Activity:
From start to end of the material below, restate each line exactly.

Data excerpts:

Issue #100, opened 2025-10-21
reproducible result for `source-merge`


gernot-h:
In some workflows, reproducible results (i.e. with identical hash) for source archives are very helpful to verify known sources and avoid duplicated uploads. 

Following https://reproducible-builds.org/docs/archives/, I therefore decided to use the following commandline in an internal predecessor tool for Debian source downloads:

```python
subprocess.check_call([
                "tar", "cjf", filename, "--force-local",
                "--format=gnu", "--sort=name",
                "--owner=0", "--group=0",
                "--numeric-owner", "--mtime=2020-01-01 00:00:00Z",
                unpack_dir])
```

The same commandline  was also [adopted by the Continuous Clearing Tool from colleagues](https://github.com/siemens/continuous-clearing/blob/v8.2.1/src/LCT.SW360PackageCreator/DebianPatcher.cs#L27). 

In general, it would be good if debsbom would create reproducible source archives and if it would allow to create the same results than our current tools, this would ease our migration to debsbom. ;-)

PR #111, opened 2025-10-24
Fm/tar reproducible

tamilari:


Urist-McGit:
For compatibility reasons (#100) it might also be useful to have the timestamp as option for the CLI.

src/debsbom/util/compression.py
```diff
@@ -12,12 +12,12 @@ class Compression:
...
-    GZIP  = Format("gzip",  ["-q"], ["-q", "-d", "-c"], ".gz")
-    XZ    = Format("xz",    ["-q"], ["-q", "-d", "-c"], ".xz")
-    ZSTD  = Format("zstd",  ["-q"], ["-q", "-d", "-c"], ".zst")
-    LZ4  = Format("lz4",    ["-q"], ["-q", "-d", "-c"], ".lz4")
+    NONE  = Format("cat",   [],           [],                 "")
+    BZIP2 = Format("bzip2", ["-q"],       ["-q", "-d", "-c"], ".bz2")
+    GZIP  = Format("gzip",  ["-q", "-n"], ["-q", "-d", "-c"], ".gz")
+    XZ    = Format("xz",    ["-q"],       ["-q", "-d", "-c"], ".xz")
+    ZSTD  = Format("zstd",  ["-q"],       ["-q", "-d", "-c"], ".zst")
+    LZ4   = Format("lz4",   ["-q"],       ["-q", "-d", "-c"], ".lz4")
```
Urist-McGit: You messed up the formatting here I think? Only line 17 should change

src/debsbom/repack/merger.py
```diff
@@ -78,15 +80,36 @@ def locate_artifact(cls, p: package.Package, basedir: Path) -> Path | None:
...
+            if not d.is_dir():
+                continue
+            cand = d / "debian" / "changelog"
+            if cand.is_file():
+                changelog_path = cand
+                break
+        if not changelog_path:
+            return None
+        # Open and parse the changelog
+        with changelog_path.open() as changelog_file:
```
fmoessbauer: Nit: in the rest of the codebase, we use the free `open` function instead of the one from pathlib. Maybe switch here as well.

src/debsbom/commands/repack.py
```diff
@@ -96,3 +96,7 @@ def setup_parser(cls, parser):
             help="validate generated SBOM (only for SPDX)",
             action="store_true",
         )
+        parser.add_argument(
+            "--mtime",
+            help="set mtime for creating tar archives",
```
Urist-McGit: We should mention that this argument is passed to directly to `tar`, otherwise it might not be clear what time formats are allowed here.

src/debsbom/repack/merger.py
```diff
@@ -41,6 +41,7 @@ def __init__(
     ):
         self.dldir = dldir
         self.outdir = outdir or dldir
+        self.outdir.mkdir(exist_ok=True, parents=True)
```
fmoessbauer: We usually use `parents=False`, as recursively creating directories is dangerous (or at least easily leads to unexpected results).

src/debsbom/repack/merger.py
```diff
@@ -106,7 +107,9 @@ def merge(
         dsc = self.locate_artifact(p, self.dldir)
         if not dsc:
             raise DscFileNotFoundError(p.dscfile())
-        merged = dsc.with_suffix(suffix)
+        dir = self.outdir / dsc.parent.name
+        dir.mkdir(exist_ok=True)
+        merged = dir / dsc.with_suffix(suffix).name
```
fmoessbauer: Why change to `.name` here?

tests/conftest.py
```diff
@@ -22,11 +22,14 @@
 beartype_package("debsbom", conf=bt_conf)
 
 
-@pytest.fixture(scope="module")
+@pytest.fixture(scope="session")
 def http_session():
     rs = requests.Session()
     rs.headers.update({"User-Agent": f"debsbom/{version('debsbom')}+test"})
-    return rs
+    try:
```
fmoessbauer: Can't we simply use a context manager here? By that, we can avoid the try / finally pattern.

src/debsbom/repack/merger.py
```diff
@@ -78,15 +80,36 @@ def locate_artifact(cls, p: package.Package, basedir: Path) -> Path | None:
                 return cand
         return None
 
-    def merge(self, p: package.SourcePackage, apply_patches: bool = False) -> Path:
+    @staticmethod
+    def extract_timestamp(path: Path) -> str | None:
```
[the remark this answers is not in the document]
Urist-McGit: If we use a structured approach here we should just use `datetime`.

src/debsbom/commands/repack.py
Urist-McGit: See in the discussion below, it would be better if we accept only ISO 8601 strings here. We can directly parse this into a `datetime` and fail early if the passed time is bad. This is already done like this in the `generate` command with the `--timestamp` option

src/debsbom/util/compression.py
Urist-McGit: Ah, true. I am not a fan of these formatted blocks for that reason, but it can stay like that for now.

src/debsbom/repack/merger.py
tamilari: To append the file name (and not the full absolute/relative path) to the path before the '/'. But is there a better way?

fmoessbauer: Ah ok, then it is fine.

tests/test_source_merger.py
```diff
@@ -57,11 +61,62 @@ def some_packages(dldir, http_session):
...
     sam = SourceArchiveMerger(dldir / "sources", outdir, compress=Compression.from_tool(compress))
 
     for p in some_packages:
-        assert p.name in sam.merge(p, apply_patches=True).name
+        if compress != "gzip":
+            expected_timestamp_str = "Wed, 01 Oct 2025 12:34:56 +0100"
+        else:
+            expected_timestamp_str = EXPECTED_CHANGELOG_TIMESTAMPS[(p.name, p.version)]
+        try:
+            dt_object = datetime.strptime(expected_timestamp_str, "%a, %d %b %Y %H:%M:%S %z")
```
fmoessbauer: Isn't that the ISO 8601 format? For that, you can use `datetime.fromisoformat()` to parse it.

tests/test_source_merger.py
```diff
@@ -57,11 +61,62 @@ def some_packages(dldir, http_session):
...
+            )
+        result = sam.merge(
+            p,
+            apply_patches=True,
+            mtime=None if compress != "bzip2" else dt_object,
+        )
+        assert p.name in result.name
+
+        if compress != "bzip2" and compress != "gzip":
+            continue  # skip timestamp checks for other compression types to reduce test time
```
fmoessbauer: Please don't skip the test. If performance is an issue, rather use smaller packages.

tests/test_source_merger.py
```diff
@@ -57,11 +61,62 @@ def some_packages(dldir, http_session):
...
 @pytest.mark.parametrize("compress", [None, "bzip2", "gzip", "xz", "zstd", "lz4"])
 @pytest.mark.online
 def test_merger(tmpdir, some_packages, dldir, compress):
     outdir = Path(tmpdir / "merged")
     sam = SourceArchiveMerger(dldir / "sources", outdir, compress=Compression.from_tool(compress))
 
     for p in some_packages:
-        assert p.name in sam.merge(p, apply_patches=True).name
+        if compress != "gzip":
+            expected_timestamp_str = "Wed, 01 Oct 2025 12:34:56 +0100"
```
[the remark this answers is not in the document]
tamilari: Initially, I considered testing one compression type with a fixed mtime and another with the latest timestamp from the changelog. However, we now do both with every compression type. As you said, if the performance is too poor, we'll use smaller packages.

Response to the task:
Issue #100, opened 2025-10-21
reproducible result for `source-merge`


gernot-h:
In some workflows, reproducible results (i.e. with identical hash) for source archives are very helpful to verify known sources and avoid duplicated uploads. 

Following https://reproducible-builds.org/docs/archives/, I therefore decided to use the following commandline in an internal predecessor tool for Debian source downloads:

```python
subprocess.check_call([
                "tar", "cjf", filename, "--force-local",
                "--format=gnu", "--sort=name",
                "--owner=0", "--group=0",
                "--numeric-owner", "--mtime=2020-01-01 00:00:00Z",
                unpack_dir])
```

The same commandline  was also [adopted by the Continuous Clearing Tool from colleagues](https://github.com/siemens/continuous-clearing/blob/v8.2.1/src/LCT.SW360PackageCreator/DebianPatcher.cs#L27). 

In general, it would be good if debsbom would create reproducible source archives and if it would allow to create the same results than our current tools, this would ease our migration to debsbom. ;-)

PR #111, opened 2025-10-24
Fm/tar reproducible

tamilari:


Urist-McGit:
For compatibility reasons (#100) it might also be useful to have the timestamp as option for the CLI.

src/debsbom/util/compression.py
```diff
@@ -12,12 +12,12 @@ class Compression:
...
-    GZIP  = Format("gzip",  ["-q"], ["-q", "-d", "-c"], ".gz")
-    XZ    = Format("xz",    ["-q"], ["-q", "-d", "-c"], ".xz")
-    ZSTD  = Format("zstd",  ["-q"], ["-q", "-d", "-c"], ".zst")
-    LZ4  = Format("lz4",    ["-q"], ["-q", "-d", "-c"], ".lz4")
+    NONE  = Format("cat",   [],           [],                 "")
+    BZIP2 = Format("bzip2", ["-q"],       ["-q", "-d", "-c"], ".bz2")
+    GZIP  = Format("gzip",  ["-q", "-n"], ["-q", "-d", "-c"], ".gz")
+    XZ    = Format("xz",    ["-q"],       ["-q", "-d", "-c"], ".xz")
+    ZSTD  = Format("zstd",  ["-q"],       ["-q", "-d", "-c"], ".zst")
+    LZ4   = Format("lz4",   ["-q"],       ["-q", "-d", "-c"], ".lz4")
```
Urist-McGit: You messed up the formatting here I think? Only line 17 should change

src/debsbom/repack/merger.py
```diff
@@ -78,15 +80,36 @@ def locate_artifact(cls, p: package.Package, basedir: Path) -> Path | None:
...
+            if not d.is_dir():
+                continue
+            cand = d / "debian" / "changelog"
+            if cand.is_file():
+                changelog_path = cand
+                break
+        if not changelog_path:
+            return None
+        # Open and parse the changelog
+        with changelog_path.open() as changelog_file:
```
fmoessbauer: Nit: in the rest of the codebase, we use the free `open` function instead of the one from pathlib. Maybe switch here as well.

src/debsbom/commands/repack.py
```diff
@@ -96,3 +96,7 @@ def setup_parser(cls, parser):
             help="validate generated SBOM (only for SPDX)",
             action="store_true",
         )
+        parser.add_argument(
+            "--mtime",
+            help="set mtime for creating tar archives",
```
Urist-McGit: We should mention that this argument is passed to directly to `tar`, otherwise it might not be clear what time formats are allowed here.

src/debsbom/repack/merger.py
```diff
@@ -41,6 +41,7 @@ def __init__(
     ):
         self.dldir = dldir
         self.outdir = outdir or dldir
+        self.outdir.mkdir(exist_ok=True, parents=True)
```
fmoessbauer: We usually use `parents=False`, as recursively creating directories is dangerous (or at least easily leads to unexpected results).

src/debsbom/repack/merger.py
```diff
@@ -106,7 +107,9 @@ def merge(
         dsc = self.locate_artifact(p, self.dldir)
         if not dsc:
             raise DscFileNotFoundError(p.dscfile())
-        merged = dsc.with_suffix(suffix)
+        dir = self.outdir / dsc.parent.name
+        dir.mkdir(exist_ok=True)
+        merged = dir / dsc.with_suffix(suffix).name
```
fmoessbauer: Why change to `.name` here?

tests/conftest.py
```diff
@@ -22,11 +22,14 @@
 beartype_package("debsbom", conf=bt_conf)
 
 
-@pytest.fixture(scope="module")
+@pytest.fixture(scope="session")
 def http_session():
     rs = requests.Session()
     rs.headers.update({"User-Agent": f"debsbom/{version('debsbom')}+test"})
-    return rs
+    try:
```
fmoessbauer: Can't we simply use a context manager here? By that, we can avoid the try / finally pattern.

src/debsbom/repack/merger.py
```diff
@@ -78,15 +80,36 @@ def locate_artifact(cls, p: package.Package, basedir: Path) -> Path | None:
                 return cand
         return None
 
-    def merge(self, p: package.SourcePackage, apply_patches: bool = False) -> Path:
+    @staticmethod
+    def extract_timestamp(path: Path) -> str | None:
```
[the remark this answers is not in the document]
Urist-McGit: If we use a structured approach here we should just use `datetime`.

src/debsbom/commands/repack.py
Urist-McGit: See in the discussion below, it would be better if we accept only ISO 8601 strings here. We can directly parse this into a `datetime` and fail early if the passed time is bad. This is already done like this in the `generate` command with the `--timestamp` option

src/debsbom/util/compression.py
Urist-McGit: Ah, true. I am not a fan of these formatted blocks for that reason, but it can stay like that for now.

src/debsbom/repack/merger.py
tamilari: To append the file name (and not the full absolute/relative path) to the path before the '/'. But is there a better way?

fmoessbauer: Ah ok, then it is fine.

tests/test_source_merger.py
```diff
@@ -57,11 +61,62 @@ def some_packages(dldir, http_session):
...
     sam = SourceArchiveMerger(dldir / "sources", outdir, compress=Compression.from_tool(compress))
 
     for p in some_packages:
-        assert p.name in sam.merge(p, apply_patches=True).name
+        if compress != "gzip":
+            expected_timestamp_str = "Wed, 01 Oct 2025 12:34:56 +0100"
+        else:
+            expected_timestamp_str = EXPECTED_CHANGELOG_TIMESTAMPS[(p.name, p.version)]
+        try:
+            dt_object = datetime.strptime(expected_timestamp_str, "%a, %d %b %Y %H:%M:%S %z")
```
fmoessbauer: Isn't that the ISO 8601 format? For that, you can use `datetime.fromisoformat()` to parse it.

tests/test_source_merger.py
```diff
@@ -57,11 +61,62 @@ def some_packages(dldir, http_session):
...
+            )
+        result = sam.merge(
+            p,
+            apply_patches=True,
+            mtime=None if compress != "bzip2" else dt_object,
+        )
+        assert p.name in result.name
+
+        if compress != "bzip2" and compress != "gzip":
+            continue  # skip timestamp checks for other compression types to reduce test time
```
fmoessbauer: Please don't skip the test. If performance is an issue, rather use smaller packages.

tests/test_source_merger.py
```diff
@@ -57,11 +61,62 @@ def some_packages(dldir, http_session):
...
 @pytest.mark.parametrize("compress", [None, "bzip2", "gzip", "xz", "zstd", "lz4"])
 @pytest.mark.online
 def test_merger(tmpdir, some_packages, dldir, compress):
     outdir = Path(tmpdir / "merged")
     sam = SourceArchiveMerger(dldir / "sources", outdir, compress=Compression.from_tool(compress))
 
     for p in some_packages:
-        assert p.name in sam.merge(p, apply_patches=True).name
+        if compress != "gzip":
+            expected_timestamp_str = "Wed, 01 Oct 2025 12:34:56 +0100"
```
[the remark this answers is not in the document]
tamilari: Initially, I considered testing one compression type with a fixed mtime and another with the latest timestamp from the changelog. However, we now do both with every compression type. As you said, if the performance is too poor, we'll use smaller packages.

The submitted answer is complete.